## EXERCISE
Set down exactly, from the records below, the line with "PR #3698, opened 2025-02-25" through the line with "- an RTK Query", and nothing else.

Segment Start: ENTRIES PROVIDED

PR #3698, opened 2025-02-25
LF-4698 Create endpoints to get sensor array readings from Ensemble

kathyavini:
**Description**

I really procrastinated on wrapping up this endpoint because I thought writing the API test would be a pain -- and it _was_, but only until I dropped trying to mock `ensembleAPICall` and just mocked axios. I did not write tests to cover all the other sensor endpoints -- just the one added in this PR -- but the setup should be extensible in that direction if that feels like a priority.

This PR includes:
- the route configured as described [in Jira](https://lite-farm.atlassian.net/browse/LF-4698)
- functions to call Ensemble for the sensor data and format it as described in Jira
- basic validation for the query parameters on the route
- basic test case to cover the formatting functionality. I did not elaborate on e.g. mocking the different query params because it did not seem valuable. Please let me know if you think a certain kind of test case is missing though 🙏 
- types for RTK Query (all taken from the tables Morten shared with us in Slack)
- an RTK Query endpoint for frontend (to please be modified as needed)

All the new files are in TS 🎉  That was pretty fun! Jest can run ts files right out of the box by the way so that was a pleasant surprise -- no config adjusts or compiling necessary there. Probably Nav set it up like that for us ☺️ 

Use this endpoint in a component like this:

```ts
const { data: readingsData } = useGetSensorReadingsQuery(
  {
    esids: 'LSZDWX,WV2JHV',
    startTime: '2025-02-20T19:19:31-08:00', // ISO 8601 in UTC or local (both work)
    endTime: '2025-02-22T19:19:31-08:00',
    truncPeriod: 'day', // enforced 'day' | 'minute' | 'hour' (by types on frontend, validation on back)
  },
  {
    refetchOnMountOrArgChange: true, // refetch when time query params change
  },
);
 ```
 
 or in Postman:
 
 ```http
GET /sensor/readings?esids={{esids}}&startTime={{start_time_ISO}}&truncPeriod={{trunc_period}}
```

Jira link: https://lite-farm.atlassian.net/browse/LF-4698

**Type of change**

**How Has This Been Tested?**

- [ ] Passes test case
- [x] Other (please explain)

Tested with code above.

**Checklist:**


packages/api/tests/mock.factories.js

Segment End: ENTRIES PROVIDED
Segment Start: ENTRIES PROVIDED

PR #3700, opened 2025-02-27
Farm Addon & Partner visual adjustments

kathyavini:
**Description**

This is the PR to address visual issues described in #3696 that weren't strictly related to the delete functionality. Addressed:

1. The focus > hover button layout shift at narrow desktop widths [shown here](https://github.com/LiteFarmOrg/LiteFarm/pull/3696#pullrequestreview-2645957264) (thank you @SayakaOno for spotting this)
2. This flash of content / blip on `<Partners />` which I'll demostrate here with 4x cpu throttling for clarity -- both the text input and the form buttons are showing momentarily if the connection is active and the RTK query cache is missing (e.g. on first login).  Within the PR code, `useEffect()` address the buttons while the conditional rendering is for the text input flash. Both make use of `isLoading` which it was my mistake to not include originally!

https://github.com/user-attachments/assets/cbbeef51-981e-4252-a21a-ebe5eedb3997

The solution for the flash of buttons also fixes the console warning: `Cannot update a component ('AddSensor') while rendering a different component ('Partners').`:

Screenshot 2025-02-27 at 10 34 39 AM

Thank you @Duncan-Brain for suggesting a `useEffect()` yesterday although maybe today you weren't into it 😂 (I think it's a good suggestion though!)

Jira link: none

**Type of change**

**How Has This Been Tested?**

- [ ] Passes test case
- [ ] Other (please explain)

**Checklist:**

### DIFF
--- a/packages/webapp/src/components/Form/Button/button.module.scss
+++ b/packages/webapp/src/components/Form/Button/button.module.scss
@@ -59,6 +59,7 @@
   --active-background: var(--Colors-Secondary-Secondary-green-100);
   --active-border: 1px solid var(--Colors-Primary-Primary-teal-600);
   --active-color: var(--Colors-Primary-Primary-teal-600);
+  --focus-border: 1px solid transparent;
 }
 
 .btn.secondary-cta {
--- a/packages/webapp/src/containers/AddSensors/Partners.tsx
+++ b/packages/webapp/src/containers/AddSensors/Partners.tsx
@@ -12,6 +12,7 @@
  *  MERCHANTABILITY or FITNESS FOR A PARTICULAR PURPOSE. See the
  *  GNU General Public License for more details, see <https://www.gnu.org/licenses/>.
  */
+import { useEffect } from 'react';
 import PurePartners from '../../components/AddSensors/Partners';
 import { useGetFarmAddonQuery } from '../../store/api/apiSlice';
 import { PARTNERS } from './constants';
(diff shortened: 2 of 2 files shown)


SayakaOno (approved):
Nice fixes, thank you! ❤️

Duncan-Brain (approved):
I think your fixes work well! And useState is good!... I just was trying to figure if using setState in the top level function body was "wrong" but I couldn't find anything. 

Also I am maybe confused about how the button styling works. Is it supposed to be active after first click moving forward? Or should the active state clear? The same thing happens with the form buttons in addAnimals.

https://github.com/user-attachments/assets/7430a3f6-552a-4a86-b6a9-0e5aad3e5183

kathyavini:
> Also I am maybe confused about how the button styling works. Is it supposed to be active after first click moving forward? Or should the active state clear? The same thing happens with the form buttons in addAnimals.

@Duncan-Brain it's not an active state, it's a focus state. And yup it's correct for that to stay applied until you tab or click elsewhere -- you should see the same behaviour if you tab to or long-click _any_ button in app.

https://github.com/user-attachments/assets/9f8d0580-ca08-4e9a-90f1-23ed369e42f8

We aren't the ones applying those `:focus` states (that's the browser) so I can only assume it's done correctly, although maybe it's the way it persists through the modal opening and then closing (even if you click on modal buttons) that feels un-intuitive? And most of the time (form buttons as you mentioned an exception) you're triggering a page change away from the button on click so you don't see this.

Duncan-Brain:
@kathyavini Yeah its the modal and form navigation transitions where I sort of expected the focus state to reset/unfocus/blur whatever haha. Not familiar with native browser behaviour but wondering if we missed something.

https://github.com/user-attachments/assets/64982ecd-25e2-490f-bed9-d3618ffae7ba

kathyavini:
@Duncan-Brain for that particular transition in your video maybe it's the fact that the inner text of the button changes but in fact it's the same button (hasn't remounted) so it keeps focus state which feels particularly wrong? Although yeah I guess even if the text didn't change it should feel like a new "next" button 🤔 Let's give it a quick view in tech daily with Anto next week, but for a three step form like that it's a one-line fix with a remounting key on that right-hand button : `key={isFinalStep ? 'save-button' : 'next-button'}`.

Segment End: ENTRIES PROVIDED

## EXERCISE RESULT
PR #3698, opened 2025-02-25
LF-4698 Create endpoints to get sensor array readings from Ensemble

kathyavini:
**Description**

I really procrastinated on wrapping up this endpoint because I thought writing the API test would be a pain -- and it _was_, but only until I dropped trying to mock `ensembleAPICall` and just mocked axios. I did not write tests to cover all the other sensor endpoints -- just the one added in this PR -- but the setup should be extensible in that direction if that feels like a priority.

This PR includes:
- the route configured as described [in Jira](https://lite-farm.atlassian.net/browse/LF-4698)
- functions to call Ensemble for the sensor data and format it as described in Jira
- basic validation for the query parameters on the route
- basic test case to cover the formatting functionality. I did not elaborate on e.g. mocking the different query params because it did not seem valuable. Please let me know if you think a certain kind of test case is missing though 🙏 
- types for RTK Query (all taken from the tables Morten shared with us in Slack)
- an RTK Query endpoint for frontend (to please be modified as needed)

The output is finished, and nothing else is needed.